Quick Revision — Key Points to Remember
- Python libraries = pre-written toolkits so we don't code from scratch.
- NumPy (Numerical Python) = numerical computing + array-processing. Rank = number of dimensions.
- Pandas = data manipulation & analysis — vital in AI / data-driven decisions.
- 2 Pandas data structures: Series (1-D) · DataFrame (2-D).
- Create DataFrame from: NumPy arrays · Dictionary of lists · List of dictionaries.

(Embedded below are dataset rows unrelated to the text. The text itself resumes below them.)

PR #1630, opened 2024-05-03
feat: IDE Integration

elliot-huffman:
Changes:
- Updated Dev Container config to latest spec
  - The VS Code configs are now nested options, not root level configs
- Updated dev container Node.JS version from Node 16 LTS to Node 20 LTS
- Migrate to VS Code Workspace Config (off the `settings.json` file)
- Add recommended extensions to the dev container and VS Code workspace for better Node.JS dev integration (Docker, Dev Containers, Socket.dev, spell checker, MS SQL, and a markdown linter)
- Create build task for VS Code
- Create launch config for VS Code (so that native VS Code debugging is possible)
- Randomized the SA Password to push for better credential habits (no functional changes)
- Merge recommended `.gitignore` from GitHub for `Sublime Text` and `Node.JS`.
  - This should prevent additional tyles of artifacts from accidentally getting committed.


.vscode/settings.json
```diff
@@ -1,19 +0,0 @@
...
-  "[json]": {
-    "editor.insertSpaces": true,
-    "editor.tabSize": 2
-  },
-  "javascript.format.insertSpaceAfterFunctionKeywordForAnonymousFunctions": false,
-  "typescript.format.insertSpaceAfterFunctionKeywordForAnonymousFunctions": false,
-  "files.trimTrailingWhitespace": true,
-  "files.insertFinalNewline": true,
-  "files.trimFinalNewlines": true
-}
```
MichaelSun90, line 19: I saw these configuration are moved into Tedious.code-workspace.  Is settings.json becoming a outdated way to handle this or it is just simpler to do this within the Tedious.code-workspace?

.devcontainer/docker-compose.yml
```diff
@@ -21,7 +21,7 @@ services:
 
     environment:
       - "ACCEPT_EULA=Y"
-      - "SA_PASSWORD=yourStrong(!)Password"
+      - "MSSQL_SA_PASSWORD=QhNemHjCWHui9vNnRC.TMRAhusvM3n9_"
```
MichaelSun90, line 24: May I ask is this password here generated in someway during the run time?

MichaelSun90 (commented):
Thank you for the PR. I just added few question based on my limited knowledge on IDE setup.  It will still be better to get some feed back from @arthurschreiber to finalize the changes within the PR.

.vscode/settings.json
elliot-huffman: settings.json is fully supported and not going away to the best of my knowledge. 

I believe it is simpler as you can centralize more configurations in the workspace config. It technically gives you more capabilities as settings.json relates only to a single set of configurations for the folder, the configuration of the workspace allows for more options and integrations and I believe it also has codespace support.
Some examples are folder exclusions on the workspace to hide stuff that is not necessary, this is not supported on settings.json

elliot-huffman: You can also include extension recommendations in the same file. 
It is also better for monolithic projects.

.devcontainer/docker-compose.yml
elliot-huffman: It is not generated, I just regenerated the password to reduce reliance on hardcoded non-random passwords. 
It doesn't change any behavior.

I did update the environmental variable name as the one that was used is no longer supported.

PR #1631, opened 2024-05-03
chore: Convert ES Lint to Flat Config

elliot-huffman:
Changes:
- Migrate typescript-eslint to the next gen package (https://typescript-eslint.io/blog/announcing-typescript-eslint-v7#switching-to-typescript-eslint).
- Convert config to Flat Config
- Remove deprecated rules.
- Remove duplicate rules for rulesets. (to be added in additional PRs)
- Remove removed rules.
- Update package config lint commands to the modern standard.
- Split `tsc` command in lint to a `postlint` command so that it simplifies and modularizes the lint command set.


elliot-huffman:
Once the #1630 PR is merged, then I can add the IDE configs required for the new flat files into this PR

arthurschreiber:
This is great, thank you! ❤️ 

Would you mind changing this pull request to only focus on switching to the flat config, without changing the rules that are applied? I'm open to changing the linting rules, but I'd prefer a separate PR per changed lint rule so that we can have all config change plus all the required code changes per rule change together.

Otherwise, this PR will just become too unwieldy and impossible to review. 🙇‍♂️

elliot-huffman:
Works for me, changes incoming on Monday!

Get Outlook for Android<https://aka.ms/AAb9ysg>
________________________________

elliot-huffman:
@arthurschreiber, the linting rulesets have been disabled. I will enable one ruleset at a time and have the contents of the project fixed and make that a PR.

elliot-huffman:
[`no-loss-of-precision`](https://eslint.org/docs/latest/rules/no-loss-of-precision) is a new rule that was just introduced to check for number casting. It was not previously listed in the rule config and has found a bunch of potential cast errors (that look accurate to me).
This commit will fail linting because of this new rule that is enabled by default.

arthurschreiber:
The reason for the new lint failures for files in the `test` folder is because there exists a separate `test/.eslintrc` file that defines the linter configuration for these files. Can you convert that into the new config format as well? That should remove all the test failures.

We can later focus on aligning the configuration between the test folder and the rest of the source.

elliot-huffman:
> The reason for the new lint failures for files in the `test` folder is because there exists a separate `test/.eslintrc` file that defines the linter configuration for these files. Can you convert that into the new config format as well? That should remove all the test failures.
> 
> We can later focus on aligning the configuration between the test folder and the rest of the source to use the same linter settings.

Oh, I missed this, can do!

- Add column: df['NewCol'] = [...]. Add row: df.loc['RowLabel'] = [...].
- Delete: df.drop(label, axis=0) row · axis=1 column.
- Attributes: df.index · df.columns · df.shape · df.head(n) · df.tail(n).
- CSV = Comma-Separated Values — simple tabular text files.
- Import CSV: pd.read_csv("file.csv").
- Export CSV: df.to_csv("file.csv", index=False).
- Handling missing values — 2 strategies: Drop the row · Estimate (fill) the value.
- isnull() → True/False for missing. dropna() → removes rows with NaN. fillna(num) → replaces NaN with num.
- np.NaN represents a missing numeric value.
- Linear Regression (advanced) predicts continuous values using y = mx + c.
- LR workflow: Load data → EDA → Split X/y → 80:20 Train-Test split → Train with LinearRegression() → Predict → Compare actual vs predicted.
- sklearn modules used: model_selection.train_test_split · linear_model.LinearRegression.
- Case-study dataset: USA_Housing.csv (5000 rows · no missing values · 80:20 → 4000 train / 1000 test).